Stored items:
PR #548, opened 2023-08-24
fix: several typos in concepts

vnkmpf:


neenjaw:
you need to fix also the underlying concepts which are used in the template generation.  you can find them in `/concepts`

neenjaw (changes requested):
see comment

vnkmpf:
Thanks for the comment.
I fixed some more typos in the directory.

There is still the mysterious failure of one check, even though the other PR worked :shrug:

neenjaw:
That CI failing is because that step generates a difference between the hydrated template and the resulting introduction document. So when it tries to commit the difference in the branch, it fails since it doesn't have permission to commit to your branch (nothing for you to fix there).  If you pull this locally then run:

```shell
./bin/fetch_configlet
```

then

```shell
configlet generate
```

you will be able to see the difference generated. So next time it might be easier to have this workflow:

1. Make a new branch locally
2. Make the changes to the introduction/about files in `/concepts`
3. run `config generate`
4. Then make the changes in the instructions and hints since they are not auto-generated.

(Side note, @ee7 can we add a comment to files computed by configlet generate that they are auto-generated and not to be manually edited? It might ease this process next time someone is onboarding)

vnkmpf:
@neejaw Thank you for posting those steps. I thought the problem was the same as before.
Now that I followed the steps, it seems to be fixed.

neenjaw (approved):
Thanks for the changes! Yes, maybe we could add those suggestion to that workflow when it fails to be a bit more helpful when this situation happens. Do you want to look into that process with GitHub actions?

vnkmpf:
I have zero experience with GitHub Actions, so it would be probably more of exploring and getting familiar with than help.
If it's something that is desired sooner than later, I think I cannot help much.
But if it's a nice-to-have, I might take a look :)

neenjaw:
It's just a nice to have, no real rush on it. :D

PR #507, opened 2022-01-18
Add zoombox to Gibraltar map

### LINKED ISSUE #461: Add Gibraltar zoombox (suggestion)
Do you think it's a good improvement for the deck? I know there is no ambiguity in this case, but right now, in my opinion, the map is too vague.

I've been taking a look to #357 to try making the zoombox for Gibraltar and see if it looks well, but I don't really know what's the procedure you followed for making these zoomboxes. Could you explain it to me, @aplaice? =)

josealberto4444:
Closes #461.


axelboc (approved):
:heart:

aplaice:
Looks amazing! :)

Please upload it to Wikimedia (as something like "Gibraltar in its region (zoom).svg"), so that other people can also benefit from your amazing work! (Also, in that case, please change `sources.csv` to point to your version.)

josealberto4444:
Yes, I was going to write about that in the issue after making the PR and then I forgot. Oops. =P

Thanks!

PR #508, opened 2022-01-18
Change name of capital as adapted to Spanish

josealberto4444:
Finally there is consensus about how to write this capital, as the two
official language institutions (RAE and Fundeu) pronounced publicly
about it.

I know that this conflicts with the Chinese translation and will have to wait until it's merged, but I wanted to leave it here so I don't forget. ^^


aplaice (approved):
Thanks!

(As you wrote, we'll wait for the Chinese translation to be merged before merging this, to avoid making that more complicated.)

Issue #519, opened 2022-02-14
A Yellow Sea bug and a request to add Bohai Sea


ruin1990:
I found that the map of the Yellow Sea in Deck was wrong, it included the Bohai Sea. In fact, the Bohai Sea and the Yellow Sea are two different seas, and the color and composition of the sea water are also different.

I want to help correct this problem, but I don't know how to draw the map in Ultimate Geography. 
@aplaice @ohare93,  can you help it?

Exercise objective
Reproduce the entries above exactly, starting at their first line and finishing with the line that contains "4. Then make".

Answer box
PR #548, opened 2023-08-24
fix: several typos in concepts

vnkmpf:


neenjaw:
you need to fix also the underlying concepts which are used in the template generation.  you can find them in `/concepts`

neenjaw (changes requested):
see comment

vnkmpf:
Thanks for the comment.
I fixed some more typos in the directory.

There is still the mysterious failure of one check, even though the other PR worked :shrug:

neenjaw:
That CI failing is because that step generates a difference between the hydrated template and the resulting introduction document. So when it tries to commit the difference in the branch, it fails since it doesn't have permission to commit to your branch (nothing for you to fix there).  If you pull this locally then run:

```shell
./bin/fetch_configlet
```

then

```shell
configlet generate
```

you will be able to see the difference generated. So next time it might be easier to have this workflow:

1. Make a new branch locally
2. Make the changes to the introduction/about files in `/concepts`
3. run `config generate`
4. Then make the changes in the instructions and hints since they are not auto-generated.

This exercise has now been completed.